By Ajay Srivastava
A high-level committee had recently called for rolling back most of the Quality Control Orders (QCO) to restore industrial competitiveness. Last week, the government withdrew the QCOs for over 20 products. Ajay Srivastava explains why action on steel and other remaining products should now follow
l What are QCOs?
QUALITY CONTROL ORDERS or QCOs are government rules that require certain products to meet set quality standards before being sold in India. These standards are developed and enforced by the Bureau of Indian Standards (BIS) through testing, inspection, and certification.
Both Indian and foreign manufacturers must obtain BIS certification to prove compliance; non-certified products can be barred from import, sale, or distribution. The number of QCOs has surged from fewer than 70 in 2016 to nearly 790 by 2025, most being introduced in the past five years.
l Key issues faced by industries
The government set up a high-level committee on non-financial regulatory reforms, led by former cabinet secretary Rajiv Gauba. In October 2025, the committee recommended rolling back most QCOs on raw materials, intermediates, and capital goods, saying the system adds costs but does not improve safety.

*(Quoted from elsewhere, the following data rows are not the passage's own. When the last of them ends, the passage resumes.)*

PR #485, opened 2022-04-01
Added support to soft delete mail

EmosewaMC:
Added support through a column in the MySQL database to soft delete mail from players so it is kept for moderation purposes.  System mail is still hard deleted however so as to not clog up the database.

Tested sending mail to an offline player, deleting mail from a player, deleting system mail and recieving mail from system and players.  All worked as intended.  

Another migration has been added as well for the DLU database to make the column available.

### DIFF
--- a/dGame/dUtilities/Mail.cpp
+++ b/dGame/dUtilities/Mail.cpp
@@ -282,8 +282,9 @@ void Mail::HandleSendMail(RakNet::BitStream* packet, const SystemAddress& sysAdd
 }
 
 void Mail::HandleDataRequest(RakNet::BitStream* packet, const SystemAddress& sysAddr, Entity* player) {
-	sql::PreparedStatement* stmt = Database::CreatePreppedStmt("SELECT * FROM mail WHERE receiver_id=? limit 20;");
+	sql::PreparedStatement* stmt = Database::CreatePreppedStmt("SELECT * FROM mail WHERE receiver_id= ? AND is_deleted = ? LIMIT 20;");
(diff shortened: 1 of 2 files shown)


DarwinAnim8or:
I'd like to add to this that due to privacy laws, you cannot keep user data for longer than you're supposed to. 
All of these mails should be set up to be deleted automatically after say 90 days?

EmosewaMC:
> I'd like to add to this that due to privacy laws, you cannot keep user data for longer than you're supposed to. All of these mails should be set up to be deleted automatically after say 90 days?

Understandable.  This would need to be detected then by a SQL job afaict in order to do this.  Since this would require the user to know to do this and set it up should this PR be closed then?  Not sure how to detect and delete rows like this without a job at the moment.

DarwinAnim8or:
Yeah I think the only compromise that could be made here is that MasterServer could scan for old messages and delete them upon startup, but that's not an ideal solution either.

EmosewaMC:
> Yeah I think the only compromise that could be made here is that MasterServer could scan for old messages and delete them upon startup, but that's not an ideal solution either.

Agreed.  Im sure there is an ideal solution for this that doesnt involve stealth editing a table on startup of master server.  Will mark as a draft until then.

averysumner:
> I'd like to add to this that due to privacy laws, you cannot keep user data for longer than you're supposed to. All of these mails should be set up to be deleted automatically after say 90 days?

I mean it's questionably legal/a good idea to be hosting a public server in any official capacity. Do we really care about this?

PR #1235, opened 2025-06-02
feat: Add Metrics for Block-Providers Files.Recent, Files.Historic, Server Status and Summary Full History Dashboard

### LINKED ISSUE #1127: Metrics for `block-providere/files.recent` plugin
### Story Form

### Technical Notes

Plugin | Type | Name | Description
-- | -- | -- | --
files.recent | Counter | files_recent_blocks_written | The number of blocks written to disk
files.recent | Counter | files_recent_blocks_read | The number of blocks read from disk
files.recent | Counter | files_recent_blocks_deleted | The number of blocks deleted from disk
files.recent | Gauge | files_recent_blocks_stored | The number of blocks stored on disk for this plugin
files.recent | Gauge | files_recent_total_bytes_storerd | The total number of bytes stored on disk for this plugin

### LINKED ISSUE #1128: Metrics for `Block-Providers/files.historic` plugin
### Story Form

### Technical Notes

Plugin | Type | Name | Description
-- | -- | -- | --
files.historic | Counter | files_historic_blocks_written | The number of blocks written to disk
files.historic | Counter | files_historic_blocks_read | The number of blocks read from disk
files.historic | Counter | files_historic_blocks_deleted | The number of blocks deleted from disk
files.historic | Gauge | files_historic_blocks_stored | The number of blocks stored on disk for this plugin
files.historic | Gauge | files_historic_total_bytes_stored | The total number of bytes stored on disk for this plugin

### LINKED ISSUE #1132: Metrics Dashboard Overview
### Story Form

### Technical Notes

Each of the Plugins will create it's own set of metrics and also its own dashboard for Grafana.

However this ticket is to create a General Overview of the system health, pick and choosing the most important metrics accross plugins and show an unified, compact view of the whole system on a single dashboard.

### LINKED ISSUE #1242: Metrics for Server Status Plugin
### Story Form

As a BN Operator
I want to measure request to server status
So that I can make calculations of load on given endpoints

### Technical Notes

Metric is already implemented, missing dashboard.

AlfredoG87:
## Reviewer Notes
- Added Metrics for Block.Provider **Files.Recent** Plugin.
- Added Grafana Dashboard for the above plugin.
- Added Metrics for BlockProvider **Files.Historic** Plugin
- Grafana Dashboard for Historic Provider Plugin
- Improved ServerStatus Metrics **server status** Plugin
- Grafana Dashboard for Server Status Metrics
- **Block-Node: Full-History** Dashboard as a Compact, most important Dashboard for a quick overview of the whole system.

- Bonus, Fixed/Improved naming of server status request and added it to the metrics document.
- Bonus 2, Fixed Metric (blockItemsReceivedCounter) on Messaging facility, was severely under-reeporting, was reporting batches, instead of block_items.

## Screenshots:

**Files.Recent**
image

**Files.Historic**
image

**Server Status**
image

**Block-Node: Full-History**
image
image

## Related Issue(s)
Fixes #1127 
Fixes #1128 
Fixes #1242 
Fixes #1132

### DIFF
--- a/block-node/block-providers/files.historic/src/main/java/org/hiero/block/node/blocks/files/historic/ZipBlockArchive.java
+++ b/block-node/block-providers/files.historic/src/main/java/org/hiero/block/node/blocks/files/historic/ZipBlockArchive.java
@@ -49,6 +49,11 @@ class ZipBlockArchive {
     private final Format format;
 
     /**
+     * Record to hold the result of creating a zip file including the block accessors and file size.
+     */
+    record ZipFileCreationResult(List<BlockAccessor> blockAccessors, long zipFileSize) {}
+
+    /**
      * Constructor for ZipBlockArchive.
      *
      * @param context The block node context
@@ -69,9 +74,9 @@ class ZipBlockArchive {
      *
      * @param firstBlockNumber The first block number to write
      * @throws IOException If an error occurs writing the block
-     * @return A list of block accessors for the blocks written to the zip file, can be used to delete the blocks
+     * @return A record containing block accessors and the size of the zip file created
      */
-    List<BlockAccessor> writeNewZipFile(long firstBlockNumber) throws IOException {
+    ZipFileCreationResult writeNewZipFile(long firstBlockNumber) throws IOException {
         final long lastBlockNumber = firstBlockNumber + numberOfBlocksPerZipFile - 1;
         // compute block path
         final BlockPath firstBlockPath = computeBlockPath(config, firstBlockNumber);
@@ -116,10 +121,12 @@ class ZipBlockArchive {
                 zipOutputStream.closeEntry();
             }
         }
+        // Compute zip file size without scanning the entire filesystem
+        long zipFileSize = Files.size(firstBlockPath.zipFilePath());
         // return block accessors
         // todo should these accessors be returned? they were here because a delete
         //   was supposed to be called on them, but we have changed the approach
-        return blockAccessors;
+        return new ZipFileCreationResult(blockAccessors, zipFileSize);
     }
 
     /**
@@ -240,5 +247,32 @@ class ZipBlockArchive {
             }
         }
         return -1;
+    }
+
+    /**
+     * Calculates the total size of all stored zip files in the archive.
+     *
+     * @return The total bytes stored in all zip files
+     */
+    long calculateTotalStoredBytes() {
+        try (Stream<Path> pathStream = Files.walk(config.rootPath())) {
+            return pathStream
+                    .filter(Files::isRegularFile)
+                    .filter(path -> path.getFileName().toString().endsWith(".zip"))
+                    .mapToLong(file -> {
+                        try {
+                            return Files.size(file);
+                        } catch (IOException e) {
+                            LOGGER.log(System.Logger.Level.WARNING,
+                                "Failed to get size of file: " + file, e);
+                            return 0;
+                        }
+                    })
+                    .sum();
+        } catch (IOException e) {
+            LOGGER.log(System.Logger.Level.ERROR,
+                "Error walking directory structure to calculate total bytes stored", e);
+            return 0;
+        }
     }
 }
--- a/block-node/block-providers/files.historic/src/main/java/org/hiero/block/node/blocks/files/historic/ZipBlockArchive.java
+++ b/block-node/block-providers/files.historic/src/main/java/org/hiero/block/node/blocks/files/historic/ZipBlockArchive.java
@@ -51,11 +51,6 @@ class ZipBlockArchive {
     private final Format format;
 
     /**
-     * Record to hold the result of creating a zip file including the block accessors and file size.
-     */
-    record ZipFileCreationResult(List<BlockAccessor> blockAccessors, long zipFileSize) {}
-
-    /**
      * Constructor for ZipBlockArchive.
      *
      * @param context The block node context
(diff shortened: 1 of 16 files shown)


block-node/block-providers/files.historic/src/main/java/org/hiero/block/node/blocks/files/historic/ZipBlockArchive.java
```diff
@@ -116,10 +123,12 @@ List<BlockAccessor> writeNewZipFile(long firstBlockNumber) throws IOException {
                 zipOutputStream.closeEntry();
             }
         }
+        // Compute zip file size without scanning the entire filesystem
+        long zipFileSize = Files.size(firstBlockPath.zipFilePath());
         // return block accessors
         // todo should these accessors be returned? they were here because a delete
         //   was supposed to be called on them, but we have changed the approach
```
jsync-swirlds, line 130: This is a good question.
We don't really have a reason to be returning the accessors; so perhaps remove that and just return the zip file size?

block-node/block-providers/files.historic/src/main/java/org/hiero/block/node/blocks/files/historic/ZipBlockArchive.java
```diff
@@ -241,4 +250,29 @@ long maxStoredBlockNumber() {
         }
         return -1;
     }
+
+    /**
+     * Calculates the total size of all stored zip files in the archive.
```
jsync-swirlds, line 255: Might be good to add a warning here that this should not be called except on startup, and even then we might later remove this because it can take a very long time (potentially many minutes, if we have a lot of files and file size queries are expensive).

ata-nas (commented):
Looks good @AlfredoG87! A few comments.

block-node/block-providers/files.historic/src/main/java/org/hiero/block/node/blocks/files/historic/ZipBlockArchive.java
ata-nas: P.S. for the zips, do we really expect massive amount of files? If we generally batch 100k blocks in a single zip file, the historic root will be growing very slowly (relatively speaking) with 1 zip for each day and a bit (86k seconds in a day, streaming at 1 block a sec). Just a thought. If we batch 10k however, this changes things, but still, having ~350 files per year to ~3500 does not seem that much or am I mistaken?

block-node/block-providers/files.recent/src/main/java/org/hiero/block/node/blocks/files/recent/BlocksFilesRecentPlugin.java
```diff
@@ -115,7 +135,53 @@ public void init(final BlockNodeContext context, final ServiceBuilder serviceBui
...
+                    try {
+                        Path blockFilePath = BlockFile.nestedDirectoriesBlockFilePath(
+                                config.liveRootPath(), blockNumber, config.compression(), config.maxFilesPerDir());
+                        if (Files.exists(blockFilePath)) {
+                            totalBytesStored.addAndGet(Files.size(blockFilePath));
+                        }
+                    } catch (IOException e) {
+                        LOGGER.log(WARNING, "Failed to get size of block file for block " + blockNumber, e);
+                    }
+                });
```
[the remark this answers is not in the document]
jsync-swirlds: It is a bit tricky here.  There are two concerns:
1. The live root will be shared with state management (in full history/full service nodes); and state management demands maximum disk performance
2. The live root might be up to a terabyte or so in size (depending on _operator_ configuration).

Given those two concerns; it is worth being _careful_ to not scan the filesystem any more than strictly necessary.  Certainly (in my opinion) we _should not_ scan the filesystem for every block (perhaps every thousandth is acceptable, probably not any more than that).

block-node/block-providers/files.historic/src/main/java/org/hiero/block/node/blocks/files/historic/ZipBlockArchive.java
AlfredoG87: I've create this ticket https://github.com/hiero-ledger/hiero-block-node/issues/1249

block-node/block-providers/files.recent/src/main/java/org/hiero/block/node/blocks/files/recent/BlocksFilesRecentPlugin.java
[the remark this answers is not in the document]
ata-nas: Interesting. What would be the idea behind having the same physical space for blocks and state? Still, I would  imagine the actual live root will be different than state or are they literally the same? (e.g. /opt/live/blocks - /opt/live/state). In that case no redundant files will be scanned and also this operation is once per startup before the node is up and running, so performance wise I do not think it is a concern. But the excessively large amount of blocks might delay a startup for sure.

ata-nas (dismissed):
Good improvements and cleanup @AlfredoG87, let's not forget to add the tests mentioned in my previous thread in a follow up. May I suggest we open an issue to track that?

block-node/block-providers/files.recent/src/main/java/org/hiero/block/node/blocks/files/recent/BlocksFilesRecentPlugin.java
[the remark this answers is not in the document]
AlfredoG87: I guess the NVMe drives are way more critical for State Management than for Live Blocks, so it makes sense for them to use the `live` mount that has NVME based storage PVC. 👍 

In the files.recent plugin the method does not exist, since there we were doing the scan anyways, I just added the measurement of the File there and not on a separate method.

we could in both cases do as a low priority background process that will just add to the metric when finishes or as it goes. (will add this idea to Improvement follow-up issue)

[Refactor: Optimize how to read existing files on historic and recent files plugin at startup.](https://github.com/hiero-ledger/hiero-block-node/issues/1249)

ata-nas (approved):

jsync-swirlds (approved):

The committee found that India’s rapid expansion of QCOs—though aimed at improving quality — led to supply shortages, higher input costs, and long certification delays, especially for MSMEs. Many QCOs cover raw materials that pose no direct safety or environmental risk, making such regulation unnecessary. The committee noted that most countries use voluntary or buyer-based standards, while India’s overregulation has distorted manufacturing and trade efficiency.
l QCOs for raw materials & intermediates
APPLYING QCOs to raw materials when the final product is already covered under the QCO creates a double-certification trap. Once the end product is BIS-certified, requiring separate approvals for each input adds cost, delay, and bureaucracy. The process takes months, involves high fees, and discourages small foreign suppliers, reducing sourcing options. This causes shortages, higher input prices, and slower production—without improving safety or quality.
A few firms had approached the Madras High Court against such orders by the steel ministry. The case is sub-judice.
l What the panel suggested
THE COMMITTEE CALLED for a major overhaul of the QCO regime. It suggested action on 208 QCOs— revoking 27, suspending 112, and deferring 69. It also urged the government to scrap the Steel Import Monitoring System (SIMS) and the steel ministry’s no-objection certificate (NOC) rules, pause all upcoming QCOs until reviewed by an Inter-Ministerial Group (IMG), and shift toward voluntary or buyer-based standards aligned with global norms.
The panel recommended removing QCOs on key inputs, including:
n Steel: Suspending QCOs for all categories except construction and pressure-vessel grades.
n Textiles & synthetics: Mono-ethylene glycol (MEG), polyester fibres and yarns, viscose staple fibre.
n Plastics & polymers: Polyethylene (PE), polypropylene (PP), polycarbonate (PC), acrylonitrile butadiene styrene (ABS), polyvinyl chloride (PVC), polyurethanes .
n Base metals: Copper, lead, tin, nickel powder.
n Others: Copper wires, flux-cored solder wire, wrought aluminium and alloys, pressure-sensitive adhesive tapes.
l On what items are QCOs gone?
INDIA HAS WITHDRAWN QCOs on 20 major industrial inputs across the textiles, plastics and mining sectors on Nov 13. The rollback removes mandatory BIS certification for:
n Textiles: Terephthalic Acid (PTA), MEG, polyester fibre and polyester yarn.
n Plastics: PP, PE, PVC resin, ABS, PC.
n Metals & minerals: Aluminium, lead, nickel, tin and zinc.
l What’s wrong with NOC system
THE STEEL MINISTRY’S NOC system has made imports slow, expensive and unpredictable. Although only 1,376 steel grades are under QCOs, the NOC requirement extends to all grades, even though 10,000+ are traded globally. Importers must get approvals from multiple agencies—the steel ministry, BIS, and Customs—leading to long delays, port demurrages, and cancelled orders. The committee said the system works like an old licensing regime, restricting supply, raising prices, and hurting MSMEs, and therefore should be abolished.
l What needs to be done now?
THE GAUBA COMMITTEE’S recommendations for steel and other remaining products should be implemented.The BIS must set clear timelines for inspect-ions and approvals. QCOs should not apply to products that India does not manufacture. Approval decisions must be uniform and free from selective delays, with adequate transition time—similar to the EU’s four-year compliance window—to help MSMEs adapt. India should align QCOs with global norms, strengthen testing and accreditation systems, and conduct regulatory impact assessments before issuing new orders. Together, these reforms would make India’s quality framework more credible, predictable, and globally competitive.